Every entry that appears below is to be output exactly.

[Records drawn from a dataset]
··········

PR #133, opened 2024-06-26
Handle proposal submission

NYBACHOK:
Handle proposal submission without connecting it to gaia, so hash won't get affected


x/gov/src/lib.rs
```diff
@@ -7,3 +13,13 @@ pub mod params;
 pub mod query;
 pub mod submission;
 pub mod types;
+
+pub trait ProposalHandler<PSK: ParamsSubspaceKey, P> {
+    fn handle<CTX: InfallibleContextMut<DB, SK>, DB: Database, SK: StoreKey>(
+        &self,
+        proposal: &P,
+        ctx: &mut CTX,
+    ) -> anyhow::Result<()>;
```
dmvict, line 22: It's not an issue. Seems like it is better to have concrete error type here.

x/gov/src/submission/handler/handler_impl.rs
```diff
@@ -0,0 +1,30 @@
...
+
+impl<PSK: ParamsSubspaceKey, T: SubmissionHandler<PSK, ParamChange<PSK>>>
+    SubmissionCheckHandler<PSK, ParamChange<PSK>> for T
+{
+    fn submission_check<PK: ParamsKeeper<PSK>>(proposal: &ParamChange<PSK>) -> bool {
+        <PK::Param as ParamsSerialize>::keys()
+            .iter()
+            .map(|this| this.as_bytes())
+            .collect::<HashSet<_>>()
+            .contains(proposal.key.as_slice())
```
dmvict, line 20: What is the type of `proposal.key`? Do we need these conversions for the check?

x/gov/src/submission/handler/handler_impl.rs
```diff
@@ -0,0 +1,30 @@
...
+    }
+}
+
+impl<PSK: ParamsSubspaceKey, T: SubmissionHandler<PSK, TextProposal>>
+    SubmissionCheckHandler<PSK, TextProposal> for T
+{
+    fn submission_check<PK: ParamsKeeper<PSK>>(_proposal: &TextProposal) -> bool {
+        true
```
dmvict, line 28: Why it is always true?

joneskm (approved):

··········

* Result for this exercise
PR #133, opened 2024-06-26
Handle proposal submission

NYBACHOK:
Handle proposal submission without connecting it to gaia, so hash won't get affected


x/gov/src/lib.rs
```diff
@@ -7,3 +13,13 @@ pub mod params;
 pub mod query;
 pub mod submission;
 pub mod types;
+
+pub trait ProposalHandler<PSK: ParamsSubspaceKey, P> {
+    fn handle<CTX: InfallibleContextMut<DB, SK>, DB: Database, SK: StoreKey>(
+        &self,
+        proposal: &P,
+        ctx: &mut CTX,
+    ) -> anyhow::Result<()>;
```
dmvict, line 22: It's not an issue. Seems like it is better to have concrete error type here.

x/gov/src/submission/handler/handler_impl.rs
```diff
@@ -0,0 +1,30 @@
...
+
+impl<PSK: ParamsSubspaceKey, T: SubmissionHandler<PSK, ParamChange<PSK>>>
+    SubmissionCheckHandler<PSK, ParamChange<PSK>> for T
+{
+    fn submission_check<PK: ParamsKeeper<PSK>>(proposal: &ParamChange<PSK>) -> bool {
+        <PK::Param as ParamsSerialize>::keys()
+            .iter()
+            .map(|this| this.as_bytes())
+            .collect::<HashSet<_>>()
+            .contains(proposal.key.as_slice())
```
dmvict, line 20: What is the type of `proposal.key`? Do we need these conversions for the check?

x/gov/src/submission/handler/handler_impl.rs
```diff
@@ -0,0 +1,30 @@
...
+    }
+}
+
+impl<PSK: ParamsSubspaceKey, T: SubmissionHandler<PSK, TextProposal>>
+    SubmissionCheckHandler<PSK, TextProposal> for T
+{
+    fn submission_check<PK: ParamsKeeper<PSK>>(_proposal: &TextProposal) -> bool {
+        true
```
dmvict, line 28: Why it is always true?

joneskm (approved):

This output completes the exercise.